▶ **WHAT THE EXERCISE ASKS**: Repeat the lines from the line with "or we have to" to the line with "cbellot000: I see" in the listing below, keeping both end lines and adding nothing.

▶ **PROVIDED DATA**:
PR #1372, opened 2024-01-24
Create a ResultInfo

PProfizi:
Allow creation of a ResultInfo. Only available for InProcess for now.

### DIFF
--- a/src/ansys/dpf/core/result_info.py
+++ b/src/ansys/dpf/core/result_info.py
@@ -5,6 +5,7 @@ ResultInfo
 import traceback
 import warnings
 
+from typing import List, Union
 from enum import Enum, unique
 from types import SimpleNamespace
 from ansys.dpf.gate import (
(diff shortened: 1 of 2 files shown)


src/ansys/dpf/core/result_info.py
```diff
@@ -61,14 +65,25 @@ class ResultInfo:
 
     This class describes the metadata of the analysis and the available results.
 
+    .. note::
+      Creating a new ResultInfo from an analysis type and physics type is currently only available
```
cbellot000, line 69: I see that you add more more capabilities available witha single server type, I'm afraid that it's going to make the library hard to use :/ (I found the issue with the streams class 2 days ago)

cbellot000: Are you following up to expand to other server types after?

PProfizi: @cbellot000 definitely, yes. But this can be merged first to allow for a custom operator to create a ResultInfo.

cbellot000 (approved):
--
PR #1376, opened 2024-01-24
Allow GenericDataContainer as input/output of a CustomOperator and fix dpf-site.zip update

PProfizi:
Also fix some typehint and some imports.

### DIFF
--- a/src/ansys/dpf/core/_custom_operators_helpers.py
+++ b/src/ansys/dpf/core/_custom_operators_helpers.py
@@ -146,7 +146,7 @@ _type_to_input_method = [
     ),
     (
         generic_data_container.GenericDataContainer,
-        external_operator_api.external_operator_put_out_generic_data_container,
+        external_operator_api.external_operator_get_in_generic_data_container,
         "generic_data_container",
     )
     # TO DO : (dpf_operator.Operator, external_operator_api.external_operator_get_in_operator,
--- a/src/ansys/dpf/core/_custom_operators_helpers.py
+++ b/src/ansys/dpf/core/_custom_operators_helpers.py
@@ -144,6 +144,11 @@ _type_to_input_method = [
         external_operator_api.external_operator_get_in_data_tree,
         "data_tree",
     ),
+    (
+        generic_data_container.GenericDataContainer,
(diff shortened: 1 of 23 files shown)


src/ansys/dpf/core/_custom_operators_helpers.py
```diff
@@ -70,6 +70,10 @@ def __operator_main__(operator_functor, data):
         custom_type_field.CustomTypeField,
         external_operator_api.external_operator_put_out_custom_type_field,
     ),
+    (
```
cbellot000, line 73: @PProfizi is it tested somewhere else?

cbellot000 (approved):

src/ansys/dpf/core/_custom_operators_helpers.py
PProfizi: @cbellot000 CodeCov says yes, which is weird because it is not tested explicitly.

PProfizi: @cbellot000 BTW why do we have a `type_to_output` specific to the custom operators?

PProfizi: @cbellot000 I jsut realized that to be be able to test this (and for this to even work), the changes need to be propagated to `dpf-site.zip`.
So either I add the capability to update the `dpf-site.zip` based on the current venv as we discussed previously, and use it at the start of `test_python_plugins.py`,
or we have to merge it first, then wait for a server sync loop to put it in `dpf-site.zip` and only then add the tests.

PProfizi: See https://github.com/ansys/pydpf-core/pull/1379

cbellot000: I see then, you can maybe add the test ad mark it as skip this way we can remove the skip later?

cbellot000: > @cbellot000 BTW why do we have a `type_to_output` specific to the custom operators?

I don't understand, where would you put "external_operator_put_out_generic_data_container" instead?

▶ **EXERCISE ANSWER**:
or we have to merge it first, then wait for a server sync loop to put it in `dpf-site.zip` and only then add the tests.

PProfizi: See https://github.com/ansys/pydpf-core/pull/1379

cbellot000: I see then, you can maybe add the test ad mark it as skip this way we can remove the skip later?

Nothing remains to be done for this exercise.